Assessing the plan benefit design flexibility for a condition
Plan benefit design can encourage or discourage treatment flexibility through patient cost-sharing and logistical hurdles. Five considerations were identified to help differentiate among plan designs that allow for flexibility. Again, the preponderance of yes responses indicates that for a particular condition, the benefit design allows greater flexibility.
· Is the formulary open? Open formularies allow coverage, although at different copay or cost-sharing levels, for all or nearly all medications and therefore allow greater treatment flexibility. In contrast, closed formularies provide coverage for only those treatments listed on the formulary; patients who require non-formulary alternatives are responsible for the full treatment cost.
· Is the difference in patient cost-sharing between formulary tiers minimal? Over time, the number of formulary tiers has increased from two – generic or brand – to four or five – generic, preferred, non-preferred, specialty and non-preferred specialty. Patient cost-sharing has increased as well. The average copayment for a patient in an employer-sponsored plan can vary from $11 for generics to $54 for preferred medications and $93 for non-preferred treatments. Even small changes in cost-sharing can affect medication initiation and adherence: the greater the difference in cost-sharing between tiers, the less treatment flexibility allowed.
· Are many options included on the preferred formulary tier? Some plans include more than one treatment on the preferred tier for a condition; others only have one option. Because the non-preferred tier is associated with higher cost-sharing, benefits with limited options on the preferred tier discourage flexibility.
· Are the utilization management criteria easy to navigate? If patients comply with treatment steps are they offered reduced cost-sharing? Many benefits manage utilization of higher-cost treatments by requiring prior authorization for a treatment, step-therapy or quantity limits. The more utilization management criteria in place, such as requiring two or three treatment failures or lab tests every six months, the less flexibility allowed. However, some patients might require non-preferred treatments despite qualifying for these criteria. Are those patients financially penalized with higher cost-sharing associated with higher tier treatments? Some plans allow copay relief, which encourages patients to use the optimal treatment.
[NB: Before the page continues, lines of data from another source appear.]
PR #892, opened 2023-01-03
Fix date (year) specific test expectations

benbaumann95:
### Description of change

Fix date (year) specific test expectations

- Before a planning application is created, we have a `before_create` callback that invokes `set_reference`
```ruby
  def set_reference
    self.reference = [
      Date.current.strftime("%y"),
      application_number,
      application_type_code
    ].join("-")
  end
```

The date used here is dynamic so the test needs to be set up in a way so that at the exact point we create the planning application it has the year we expect.

Previously we would create the planning application with it being the current date (i.e. year 2023) and then in the test itself we travel to a specified date

### Story Link

https://trello.com/c/5LZZ9vkT/1407-fix-all-date-sensitive-tests-that-relied-on-the-year-being-2022

### DIFF
--- a/spec/services/planning_application_search_spec.rb
+++ b/spec/services/planning_application_search_spec.rb
@@ -5,7 +5,7 @@ require "rails_helper"
 RSpec.describe PlanningApplicationSearch do
   describe "#results" do
     let!(:planning_application1) do
-      travel_to(Date.new(2022)) do
+      travel_to("2022-01-01") do
         create(
           :planning_application,
           work_status: "proposed",
--- a/spec/services/planning_application_search_spec.rb
+++ b/spec/services/planning_application_search_spec.rb
@@ -5,12 +5,13 @@ require "rails_helper"
 RSpec.describe PlanningApplicationSearch do
   describe "#results" do
     let!(:planning_application1) do
-      create(
-        :planning_application,
-        work_status: "proposed",
-        created_at: DateTime.new(2022, 1, 1),
-        description: "Add a chimney stack."
-      )
+      travel_to(Date.new(2022)) do
+        create(
+          :planning_application,
+          work_status: "proposed",
+          description: "Add a chimney stack."
+        )
+      end
     end
 
     let!(:planning_application2) do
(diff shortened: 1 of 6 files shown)


spec/services/planning_application_search_spec.rb
```diff
@@ -5,12 +5,14 @@
...
-        description: "Add a chimney stack."
-      )
+      travel_to(Date.new(2022)) do
+        create(
+          :planning_application,
+          work_status: "proposed",
+          created_at: DateTime.new(2022, 1, 1),
+          description: "Add a chimney stack."
+        )
+      end
```
pixeltrix, line 15: Why are you using `DateTime` and `travel_to`? You can just use `Time.current.at_beginning_of_year`.

benbaumann95: `Time.current.at_beginning_of_year` will return 2023. I think the test wants to search a reference with 2022 i.e. `"22-00100-LDCP"`

That created_at override can be taken out though

benbaumann95: Or did you mean just change that created_to to `Time.current.at_beginning_of_year` ?

benbaumann95: But anyway I can just do 
```ruby
let!(:planning_application1) do
      travel_to(Date.new(2022)) do
        create(
          :planning_application,
          work_status: "proposed",
          description: "Add a chimney stack."
        )
     end
   end
```

and the tests pass

benbaumann95: Ignore my comment about returning 2023 🤦 , within the context of that travel_to it returns 2022 obviously

pixeltrix: Sorry, thought the `created_at` was necessary - just using `travel_to` is fine.

benbaumann95: Yep I thought it was necessary too - but checked and it isn't so have dropped it 👍

pixeltrix: FYI, `travel_to` can take a string so you can do `travel_to "2022-01-01"` if the constructor is too ugly 🙈

benbaumann95: ooh nice I prefer the readability of that

pixeltrix (approved):

PR #1646, opened 2024-03-19
View edit application type

EGiataganas:
### Description of change

- Use application type show page
- Improvements on application type show/index to match

### Story Link

https://trello.com/c/Cv6jDoBY


engines/bops_config/app/views/bops_config/application_types/show.html.erb
```diff
@@ -67,11 +67,13 @@
...
         <dd class="govuk-summary-list__value">
-          <%= @application_type.status.humanize %>
+          <span class="govuk-tag <%= "govuk-tag--#{tag_colour(@application_type.status)}" %>">
+            <%= @application_type.status.humanize %>
+          </span>
         </dd>
         <dd class="govuk-summary-list__actions">
           <%= link_to [:edit, @application_type, :status], class: "govuk-link" do %>
-            <%= t(".edit") %><span class="govuk-visually-hidden"> <%= t(".status") %></span>
+            <%= t(".change") %><span class="govuk-visually-hidden"> <%= t(".status") %></span>
```
pixeltrix, line 76: I used 'Edit' as that was what was in the Figma design for 'Live date for staging' which is what we've replaced with 'Status' - could be an oversight on Fede's part or may be intentional so we should check with him.

pixeltrix (approved):
Approved pending checking on Edit/Change

engines/bops_config/app/views/bops_config/application_types/show.html.erb
EGiataganas: Yeah, I've had a catch-up with Fede and made these changes based on his feedback! I did mention that on the Figma design is `edit` but in some order places `change`. He said that it might be something he forgot to update and we agreed to update it to `change` so we are consistent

· Is the medical exceptions and appeals process easy to navigate? The medical exception and appeals process provides a safeguard for patients with unique circumstances. The greater the burden (e.g., excessive documentation, persistent follow-up, and hassle to the patient and providers), the less plan flexibility exists.
These considerations require careful balance. When the need for flexibility is small, plan benefits can restrict treatment choices. Conversely, when the need for flexibility is high, plan benefits should permit flexibility. Treatments that work best for the “average” patient may not work for all patients. Because the most inefficient care is the care that does not work, a “one-size fits all” approach to medications may not meet the diverse healthcare needs of plan members.